* Task statement
Every line with the string "range" should be copied from the data.

(Dataset entries)
▼▼▼

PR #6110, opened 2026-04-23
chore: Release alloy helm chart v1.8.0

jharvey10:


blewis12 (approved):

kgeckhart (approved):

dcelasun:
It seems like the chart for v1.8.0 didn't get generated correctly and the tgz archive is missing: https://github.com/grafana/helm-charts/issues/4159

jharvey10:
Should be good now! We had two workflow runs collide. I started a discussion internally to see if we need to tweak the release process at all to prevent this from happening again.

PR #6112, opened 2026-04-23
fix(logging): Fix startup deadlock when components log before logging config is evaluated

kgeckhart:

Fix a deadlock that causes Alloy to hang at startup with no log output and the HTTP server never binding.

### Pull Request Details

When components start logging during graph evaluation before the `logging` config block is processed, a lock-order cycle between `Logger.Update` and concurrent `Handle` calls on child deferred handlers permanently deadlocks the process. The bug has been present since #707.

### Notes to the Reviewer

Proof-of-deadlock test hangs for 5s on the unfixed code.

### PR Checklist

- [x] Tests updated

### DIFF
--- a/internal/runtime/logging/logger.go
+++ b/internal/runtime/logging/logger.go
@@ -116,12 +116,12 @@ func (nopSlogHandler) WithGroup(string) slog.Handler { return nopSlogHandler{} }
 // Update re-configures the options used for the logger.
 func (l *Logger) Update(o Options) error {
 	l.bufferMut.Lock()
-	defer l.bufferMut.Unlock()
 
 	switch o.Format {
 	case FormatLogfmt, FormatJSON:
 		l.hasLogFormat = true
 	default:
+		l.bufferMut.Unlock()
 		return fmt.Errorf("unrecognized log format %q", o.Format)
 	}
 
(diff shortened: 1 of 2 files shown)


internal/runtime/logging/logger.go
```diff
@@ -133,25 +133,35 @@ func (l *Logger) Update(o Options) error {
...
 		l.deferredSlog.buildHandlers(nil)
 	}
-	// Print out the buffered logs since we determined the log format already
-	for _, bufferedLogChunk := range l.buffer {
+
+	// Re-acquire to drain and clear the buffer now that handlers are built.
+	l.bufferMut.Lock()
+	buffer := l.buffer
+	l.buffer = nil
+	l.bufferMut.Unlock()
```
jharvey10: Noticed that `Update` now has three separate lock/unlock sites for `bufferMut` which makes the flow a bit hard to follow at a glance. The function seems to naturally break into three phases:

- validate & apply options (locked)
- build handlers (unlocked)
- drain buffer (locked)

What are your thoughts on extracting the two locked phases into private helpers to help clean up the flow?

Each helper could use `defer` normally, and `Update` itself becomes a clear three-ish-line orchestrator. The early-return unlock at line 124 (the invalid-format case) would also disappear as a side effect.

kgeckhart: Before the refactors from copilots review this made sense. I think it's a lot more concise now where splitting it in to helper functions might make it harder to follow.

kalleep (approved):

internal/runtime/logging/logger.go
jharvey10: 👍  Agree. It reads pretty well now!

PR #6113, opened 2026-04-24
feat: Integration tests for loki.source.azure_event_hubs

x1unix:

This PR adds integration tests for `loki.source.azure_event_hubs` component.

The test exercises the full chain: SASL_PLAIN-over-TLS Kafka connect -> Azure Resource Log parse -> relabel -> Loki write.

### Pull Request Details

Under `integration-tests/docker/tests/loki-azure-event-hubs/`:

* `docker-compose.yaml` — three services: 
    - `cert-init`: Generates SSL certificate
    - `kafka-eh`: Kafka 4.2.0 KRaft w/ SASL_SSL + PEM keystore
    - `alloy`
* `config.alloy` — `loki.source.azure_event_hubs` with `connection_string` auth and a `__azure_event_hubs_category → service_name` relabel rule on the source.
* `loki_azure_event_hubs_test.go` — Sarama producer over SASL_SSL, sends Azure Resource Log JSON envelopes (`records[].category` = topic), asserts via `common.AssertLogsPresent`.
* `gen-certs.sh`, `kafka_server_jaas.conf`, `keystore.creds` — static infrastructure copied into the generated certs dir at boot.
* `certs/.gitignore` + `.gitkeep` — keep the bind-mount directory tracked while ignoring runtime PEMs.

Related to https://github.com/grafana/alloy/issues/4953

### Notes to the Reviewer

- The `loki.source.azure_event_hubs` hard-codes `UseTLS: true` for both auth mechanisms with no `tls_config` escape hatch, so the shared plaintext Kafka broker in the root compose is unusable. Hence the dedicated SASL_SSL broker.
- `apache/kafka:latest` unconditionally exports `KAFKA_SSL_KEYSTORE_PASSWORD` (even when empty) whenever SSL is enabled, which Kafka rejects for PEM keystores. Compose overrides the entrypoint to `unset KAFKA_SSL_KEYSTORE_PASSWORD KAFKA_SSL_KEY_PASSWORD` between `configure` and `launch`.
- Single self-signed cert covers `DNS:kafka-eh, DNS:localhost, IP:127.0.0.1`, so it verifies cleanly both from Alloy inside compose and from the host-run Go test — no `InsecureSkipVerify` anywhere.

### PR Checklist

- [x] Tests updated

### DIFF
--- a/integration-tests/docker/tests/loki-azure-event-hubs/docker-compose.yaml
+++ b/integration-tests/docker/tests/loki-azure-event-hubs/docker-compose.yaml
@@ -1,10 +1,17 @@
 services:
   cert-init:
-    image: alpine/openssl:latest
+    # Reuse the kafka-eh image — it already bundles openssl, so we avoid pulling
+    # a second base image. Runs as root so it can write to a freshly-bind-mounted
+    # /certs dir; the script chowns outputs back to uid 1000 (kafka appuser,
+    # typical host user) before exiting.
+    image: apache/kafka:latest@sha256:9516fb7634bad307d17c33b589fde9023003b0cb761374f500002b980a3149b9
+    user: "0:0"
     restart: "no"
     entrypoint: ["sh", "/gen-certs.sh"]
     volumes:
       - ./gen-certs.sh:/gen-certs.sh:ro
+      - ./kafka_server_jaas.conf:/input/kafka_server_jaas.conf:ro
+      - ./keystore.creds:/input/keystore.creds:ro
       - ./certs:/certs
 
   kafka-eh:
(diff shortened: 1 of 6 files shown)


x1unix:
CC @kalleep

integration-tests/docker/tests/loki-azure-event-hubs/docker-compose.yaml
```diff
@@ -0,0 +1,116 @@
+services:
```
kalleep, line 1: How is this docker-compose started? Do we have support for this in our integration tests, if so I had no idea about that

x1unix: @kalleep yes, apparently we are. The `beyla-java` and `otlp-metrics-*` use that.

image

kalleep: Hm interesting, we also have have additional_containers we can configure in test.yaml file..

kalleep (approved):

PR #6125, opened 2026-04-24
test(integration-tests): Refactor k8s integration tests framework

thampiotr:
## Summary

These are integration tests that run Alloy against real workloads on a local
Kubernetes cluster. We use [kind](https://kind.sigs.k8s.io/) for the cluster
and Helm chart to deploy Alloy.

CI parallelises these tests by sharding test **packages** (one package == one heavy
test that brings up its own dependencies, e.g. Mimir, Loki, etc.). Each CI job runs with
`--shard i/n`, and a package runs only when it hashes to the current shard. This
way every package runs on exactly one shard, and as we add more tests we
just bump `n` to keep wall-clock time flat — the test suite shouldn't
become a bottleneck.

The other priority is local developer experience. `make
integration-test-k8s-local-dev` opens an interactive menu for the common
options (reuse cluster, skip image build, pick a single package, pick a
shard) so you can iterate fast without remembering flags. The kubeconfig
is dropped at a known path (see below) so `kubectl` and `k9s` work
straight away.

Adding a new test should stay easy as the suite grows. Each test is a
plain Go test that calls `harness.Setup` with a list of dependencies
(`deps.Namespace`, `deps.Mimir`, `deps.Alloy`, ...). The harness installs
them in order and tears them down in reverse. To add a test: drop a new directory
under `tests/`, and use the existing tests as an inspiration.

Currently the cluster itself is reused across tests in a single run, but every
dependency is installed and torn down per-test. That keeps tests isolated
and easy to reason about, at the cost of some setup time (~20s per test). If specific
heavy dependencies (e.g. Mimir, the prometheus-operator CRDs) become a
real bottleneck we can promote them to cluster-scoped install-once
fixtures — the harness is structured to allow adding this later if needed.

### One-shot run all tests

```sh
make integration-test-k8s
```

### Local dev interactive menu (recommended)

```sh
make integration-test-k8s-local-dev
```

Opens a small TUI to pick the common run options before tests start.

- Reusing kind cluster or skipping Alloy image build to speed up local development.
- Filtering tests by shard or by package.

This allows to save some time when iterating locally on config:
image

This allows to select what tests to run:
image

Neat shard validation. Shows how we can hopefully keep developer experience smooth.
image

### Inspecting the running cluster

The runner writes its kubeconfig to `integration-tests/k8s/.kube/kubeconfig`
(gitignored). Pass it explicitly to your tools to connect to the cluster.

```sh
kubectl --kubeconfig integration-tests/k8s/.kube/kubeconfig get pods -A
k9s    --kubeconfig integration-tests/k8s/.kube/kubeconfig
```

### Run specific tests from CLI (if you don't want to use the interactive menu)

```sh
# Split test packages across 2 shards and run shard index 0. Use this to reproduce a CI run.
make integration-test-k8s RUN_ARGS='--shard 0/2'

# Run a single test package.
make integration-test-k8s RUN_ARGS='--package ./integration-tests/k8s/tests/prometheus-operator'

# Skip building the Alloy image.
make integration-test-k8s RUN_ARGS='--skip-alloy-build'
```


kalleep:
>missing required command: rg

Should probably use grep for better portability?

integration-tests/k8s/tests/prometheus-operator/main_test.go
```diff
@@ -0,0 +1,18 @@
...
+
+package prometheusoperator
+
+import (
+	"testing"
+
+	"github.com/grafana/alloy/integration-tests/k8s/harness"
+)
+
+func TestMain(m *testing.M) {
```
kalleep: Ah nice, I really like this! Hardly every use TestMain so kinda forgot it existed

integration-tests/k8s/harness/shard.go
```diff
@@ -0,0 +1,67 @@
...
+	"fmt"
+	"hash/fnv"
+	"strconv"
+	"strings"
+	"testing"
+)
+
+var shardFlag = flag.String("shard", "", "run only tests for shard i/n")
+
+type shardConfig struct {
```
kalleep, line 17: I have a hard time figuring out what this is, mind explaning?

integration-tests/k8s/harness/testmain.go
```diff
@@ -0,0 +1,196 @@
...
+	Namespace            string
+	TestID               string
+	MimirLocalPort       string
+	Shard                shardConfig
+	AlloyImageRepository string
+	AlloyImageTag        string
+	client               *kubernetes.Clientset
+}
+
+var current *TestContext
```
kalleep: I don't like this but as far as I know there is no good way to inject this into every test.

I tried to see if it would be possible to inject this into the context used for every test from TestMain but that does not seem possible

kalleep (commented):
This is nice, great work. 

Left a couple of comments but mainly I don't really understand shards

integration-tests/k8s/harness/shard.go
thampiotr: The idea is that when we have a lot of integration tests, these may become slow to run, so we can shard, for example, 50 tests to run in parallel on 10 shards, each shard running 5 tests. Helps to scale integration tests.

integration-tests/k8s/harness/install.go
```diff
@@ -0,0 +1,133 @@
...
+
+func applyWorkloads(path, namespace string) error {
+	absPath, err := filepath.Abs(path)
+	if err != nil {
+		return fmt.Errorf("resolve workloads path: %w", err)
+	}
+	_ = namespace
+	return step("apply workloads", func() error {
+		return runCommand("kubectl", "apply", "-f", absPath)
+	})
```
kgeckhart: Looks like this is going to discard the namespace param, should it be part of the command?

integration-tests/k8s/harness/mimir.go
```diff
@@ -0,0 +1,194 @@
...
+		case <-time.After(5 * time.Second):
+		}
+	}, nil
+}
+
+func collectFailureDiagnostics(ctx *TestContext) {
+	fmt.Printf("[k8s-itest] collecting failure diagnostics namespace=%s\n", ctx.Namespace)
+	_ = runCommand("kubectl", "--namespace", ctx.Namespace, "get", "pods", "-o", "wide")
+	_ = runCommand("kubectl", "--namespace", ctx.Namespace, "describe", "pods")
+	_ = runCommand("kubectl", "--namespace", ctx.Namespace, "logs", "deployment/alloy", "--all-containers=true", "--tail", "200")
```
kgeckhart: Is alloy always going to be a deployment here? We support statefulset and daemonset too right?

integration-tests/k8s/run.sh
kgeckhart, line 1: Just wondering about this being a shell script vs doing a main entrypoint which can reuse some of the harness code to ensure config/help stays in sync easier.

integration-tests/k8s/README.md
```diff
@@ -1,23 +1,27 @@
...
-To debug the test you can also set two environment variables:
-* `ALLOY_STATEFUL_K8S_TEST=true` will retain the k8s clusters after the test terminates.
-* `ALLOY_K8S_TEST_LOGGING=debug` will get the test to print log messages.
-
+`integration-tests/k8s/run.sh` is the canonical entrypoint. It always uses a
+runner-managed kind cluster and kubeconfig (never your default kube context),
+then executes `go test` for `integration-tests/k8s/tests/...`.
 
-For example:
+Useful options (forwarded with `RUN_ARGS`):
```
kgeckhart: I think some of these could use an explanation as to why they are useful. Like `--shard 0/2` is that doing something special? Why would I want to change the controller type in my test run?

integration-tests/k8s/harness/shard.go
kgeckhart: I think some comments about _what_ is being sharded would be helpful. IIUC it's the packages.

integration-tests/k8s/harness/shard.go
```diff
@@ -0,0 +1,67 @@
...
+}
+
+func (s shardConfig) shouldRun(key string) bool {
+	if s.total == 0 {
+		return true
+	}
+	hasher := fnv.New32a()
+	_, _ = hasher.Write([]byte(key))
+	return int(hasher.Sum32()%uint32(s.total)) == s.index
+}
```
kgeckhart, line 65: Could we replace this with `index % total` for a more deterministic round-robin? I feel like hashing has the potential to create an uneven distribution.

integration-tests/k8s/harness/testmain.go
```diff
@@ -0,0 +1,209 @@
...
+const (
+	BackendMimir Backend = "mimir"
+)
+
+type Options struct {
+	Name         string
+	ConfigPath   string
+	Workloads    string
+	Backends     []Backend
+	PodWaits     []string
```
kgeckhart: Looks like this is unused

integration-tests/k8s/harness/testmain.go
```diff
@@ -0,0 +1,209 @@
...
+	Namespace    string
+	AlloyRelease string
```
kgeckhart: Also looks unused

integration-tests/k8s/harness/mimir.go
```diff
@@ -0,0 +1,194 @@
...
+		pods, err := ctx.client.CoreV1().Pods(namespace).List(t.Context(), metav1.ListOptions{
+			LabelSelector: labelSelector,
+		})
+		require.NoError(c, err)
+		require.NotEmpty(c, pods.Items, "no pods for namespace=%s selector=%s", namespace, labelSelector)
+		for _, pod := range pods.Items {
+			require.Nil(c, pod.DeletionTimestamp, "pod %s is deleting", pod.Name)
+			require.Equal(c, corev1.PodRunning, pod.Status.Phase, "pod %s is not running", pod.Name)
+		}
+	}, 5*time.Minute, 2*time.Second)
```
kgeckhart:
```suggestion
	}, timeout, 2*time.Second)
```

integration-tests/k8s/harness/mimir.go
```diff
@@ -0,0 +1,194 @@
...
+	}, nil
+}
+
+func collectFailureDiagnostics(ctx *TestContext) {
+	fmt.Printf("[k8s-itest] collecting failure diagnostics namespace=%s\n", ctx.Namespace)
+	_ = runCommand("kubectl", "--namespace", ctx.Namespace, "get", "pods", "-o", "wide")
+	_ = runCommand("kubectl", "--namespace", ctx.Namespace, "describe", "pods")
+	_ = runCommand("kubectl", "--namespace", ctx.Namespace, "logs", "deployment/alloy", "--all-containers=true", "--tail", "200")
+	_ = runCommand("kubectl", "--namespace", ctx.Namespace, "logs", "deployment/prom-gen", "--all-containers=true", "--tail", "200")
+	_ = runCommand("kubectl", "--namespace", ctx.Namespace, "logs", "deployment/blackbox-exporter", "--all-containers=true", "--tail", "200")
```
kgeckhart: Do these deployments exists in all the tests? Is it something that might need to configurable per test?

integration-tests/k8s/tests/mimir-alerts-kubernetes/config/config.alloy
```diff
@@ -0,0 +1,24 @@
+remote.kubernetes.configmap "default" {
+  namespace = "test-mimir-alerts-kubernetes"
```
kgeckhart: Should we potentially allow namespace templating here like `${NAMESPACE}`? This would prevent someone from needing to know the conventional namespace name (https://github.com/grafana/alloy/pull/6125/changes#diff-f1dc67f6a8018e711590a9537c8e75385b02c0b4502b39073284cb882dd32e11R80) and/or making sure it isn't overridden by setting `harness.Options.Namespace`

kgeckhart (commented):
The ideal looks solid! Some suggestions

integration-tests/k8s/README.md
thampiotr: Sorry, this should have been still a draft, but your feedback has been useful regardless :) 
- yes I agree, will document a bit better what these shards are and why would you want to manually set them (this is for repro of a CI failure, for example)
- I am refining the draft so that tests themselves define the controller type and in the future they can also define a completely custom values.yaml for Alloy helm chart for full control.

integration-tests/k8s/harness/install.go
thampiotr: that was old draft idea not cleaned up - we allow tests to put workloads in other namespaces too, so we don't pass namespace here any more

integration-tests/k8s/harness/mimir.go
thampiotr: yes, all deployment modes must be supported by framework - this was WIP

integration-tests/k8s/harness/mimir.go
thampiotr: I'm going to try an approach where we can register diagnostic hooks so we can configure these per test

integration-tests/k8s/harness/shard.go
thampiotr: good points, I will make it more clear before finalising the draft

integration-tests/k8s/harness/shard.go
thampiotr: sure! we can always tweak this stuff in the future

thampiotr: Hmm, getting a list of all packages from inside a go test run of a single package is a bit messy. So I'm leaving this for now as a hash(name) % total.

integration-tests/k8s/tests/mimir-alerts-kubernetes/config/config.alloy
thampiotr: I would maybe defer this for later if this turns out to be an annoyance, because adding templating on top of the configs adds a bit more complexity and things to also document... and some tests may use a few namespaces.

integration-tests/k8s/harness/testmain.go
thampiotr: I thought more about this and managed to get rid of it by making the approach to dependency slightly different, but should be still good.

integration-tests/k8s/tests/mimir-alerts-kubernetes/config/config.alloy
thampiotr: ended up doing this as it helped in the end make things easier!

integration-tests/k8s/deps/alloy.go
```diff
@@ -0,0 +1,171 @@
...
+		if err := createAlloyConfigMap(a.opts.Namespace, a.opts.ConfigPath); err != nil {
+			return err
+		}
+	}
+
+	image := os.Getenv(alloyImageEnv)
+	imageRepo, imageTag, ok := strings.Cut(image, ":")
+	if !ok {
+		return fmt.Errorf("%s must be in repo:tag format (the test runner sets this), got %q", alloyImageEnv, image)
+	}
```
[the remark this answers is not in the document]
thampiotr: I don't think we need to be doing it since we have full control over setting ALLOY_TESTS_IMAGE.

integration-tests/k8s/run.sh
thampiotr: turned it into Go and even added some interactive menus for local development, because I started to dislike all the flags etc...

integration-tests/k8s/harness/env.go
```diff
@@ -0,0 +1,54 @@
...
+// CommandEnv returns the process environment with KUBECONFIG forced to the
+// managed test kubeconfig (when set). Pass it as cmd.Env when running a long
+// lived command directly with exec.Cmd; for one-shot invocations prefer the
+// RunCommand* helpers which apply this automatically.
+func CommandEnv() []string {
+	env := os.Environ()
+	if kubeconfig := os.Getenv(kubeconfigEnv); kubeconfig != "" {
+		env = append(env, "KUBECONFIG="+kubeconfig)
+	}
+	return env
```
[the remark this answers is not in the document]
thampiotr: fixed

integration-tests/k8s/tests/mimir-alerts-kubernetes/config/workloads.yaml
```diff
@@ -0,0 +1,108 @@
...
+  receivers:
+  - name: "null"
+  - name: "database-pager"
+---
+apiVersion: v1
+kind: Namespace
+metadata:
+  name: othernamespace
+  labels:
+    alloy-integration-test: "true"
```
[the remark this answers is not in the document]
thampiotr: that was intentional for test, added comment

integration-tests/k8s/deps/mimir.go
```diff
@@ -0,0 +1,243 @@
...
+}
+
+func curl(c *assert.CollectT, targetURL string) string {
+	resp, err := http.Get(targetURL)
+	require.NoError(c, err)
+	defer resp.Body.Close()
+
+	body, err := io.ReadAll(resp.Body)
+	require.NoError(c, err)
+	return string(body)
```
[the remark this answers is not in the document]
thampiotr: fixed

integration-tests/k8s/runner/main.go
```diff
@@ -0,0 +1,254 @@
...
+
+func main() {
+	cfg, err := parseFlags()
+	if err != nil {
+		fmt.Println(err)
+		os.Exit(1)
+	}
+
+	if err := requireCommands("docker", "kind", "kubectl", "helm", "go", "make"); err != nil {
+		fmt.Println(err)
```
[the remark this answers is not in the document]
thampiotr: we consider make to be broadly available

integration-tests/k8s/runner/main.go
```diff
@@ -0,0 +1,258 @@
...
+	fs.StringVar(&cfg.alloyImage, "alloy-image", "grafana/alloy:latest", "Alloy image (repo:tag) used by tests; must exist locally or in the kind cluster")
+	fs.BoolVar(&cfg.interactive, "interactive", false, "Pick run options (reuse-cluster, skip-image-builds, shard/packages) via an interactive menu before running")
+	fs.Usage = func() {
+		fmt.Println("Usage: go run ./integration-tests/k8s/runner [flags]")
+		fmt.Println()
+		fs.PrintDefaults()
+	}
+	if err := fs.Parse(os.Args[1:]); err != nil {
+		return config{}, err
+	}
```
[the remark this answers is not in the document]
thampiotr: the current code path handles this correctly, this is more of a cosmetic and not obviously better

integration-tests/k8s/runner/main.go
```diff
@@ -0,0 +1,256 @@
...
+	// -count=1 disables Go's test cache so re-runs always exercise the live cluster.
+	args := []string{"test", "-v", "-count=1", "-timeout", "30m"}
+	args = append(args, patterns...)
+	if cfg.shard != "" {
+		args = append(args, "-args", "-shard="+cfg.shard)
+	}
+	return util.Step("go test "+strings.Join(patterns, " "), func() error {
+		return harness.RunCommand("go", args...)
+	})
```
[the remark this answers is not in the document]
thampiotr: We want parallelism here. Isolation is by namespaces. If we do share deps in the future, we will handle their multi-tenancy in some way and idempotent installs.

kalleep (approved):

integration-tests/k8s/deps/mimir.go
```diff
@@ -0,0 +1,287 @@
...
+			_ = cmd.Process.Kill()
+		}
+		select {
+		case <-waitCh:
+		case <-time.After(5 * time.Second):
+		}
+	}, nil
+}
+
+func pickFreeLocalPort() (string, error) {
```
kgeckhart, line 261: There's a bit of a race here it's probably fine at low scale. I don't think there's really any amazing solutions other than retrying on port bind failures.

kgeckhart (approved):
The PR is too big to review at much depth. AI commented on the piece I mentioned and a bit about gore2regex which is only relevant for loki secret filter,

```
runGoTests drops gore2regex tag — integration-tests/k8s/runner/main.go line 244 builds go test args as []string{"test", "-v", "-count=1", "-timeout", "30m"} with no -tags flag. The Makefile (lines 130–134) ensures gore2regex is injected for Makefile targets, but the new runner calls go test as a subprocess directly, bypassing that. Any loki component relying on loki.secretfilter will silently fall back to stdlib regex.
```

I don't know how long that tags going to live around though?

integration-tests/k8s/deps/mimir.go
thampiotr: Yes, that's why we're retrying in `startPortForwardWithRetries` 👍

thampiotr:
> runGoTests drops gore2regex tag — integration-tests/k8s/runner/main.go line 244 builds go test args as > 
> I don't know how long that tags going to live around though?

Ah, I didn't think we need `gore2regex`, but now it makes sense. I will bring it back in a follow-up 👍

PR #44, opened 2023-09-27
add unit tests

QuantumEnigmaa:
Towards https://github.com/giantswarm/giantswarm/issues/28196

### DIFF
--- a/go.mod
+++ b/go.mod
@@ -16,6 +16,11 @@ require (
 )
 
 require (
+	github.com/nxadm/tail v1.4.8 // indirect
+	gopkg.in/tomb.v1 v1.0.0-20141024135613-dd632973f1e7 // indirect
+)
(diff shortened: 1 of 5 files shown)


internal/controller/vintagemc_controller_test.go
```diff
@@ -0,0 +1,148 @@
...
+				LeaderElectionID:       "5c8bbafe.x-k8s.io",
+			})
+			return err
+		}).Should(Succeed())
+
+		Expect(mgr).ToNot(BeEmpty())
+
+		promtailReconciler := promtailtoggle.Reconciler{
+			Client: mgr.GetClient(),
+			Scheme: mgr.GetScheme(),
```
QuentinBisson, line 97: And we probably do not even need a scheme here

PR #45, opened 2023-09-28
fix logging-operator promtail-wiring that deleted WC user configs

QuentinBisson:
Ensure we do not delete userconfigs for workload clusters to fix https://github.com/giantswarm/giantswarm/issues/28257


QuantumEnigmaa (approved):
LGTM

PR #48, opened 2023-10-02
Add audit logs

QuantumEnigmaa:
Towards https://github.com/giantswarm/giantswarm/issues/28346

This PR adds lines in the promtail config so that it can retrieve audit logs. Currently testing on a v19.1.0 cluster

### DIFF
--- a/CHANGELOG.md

▲▲▲

* Exercise result
-	for _, bufferedLogChunk := range l.buffer {
+		for _, pod := range pods.Items {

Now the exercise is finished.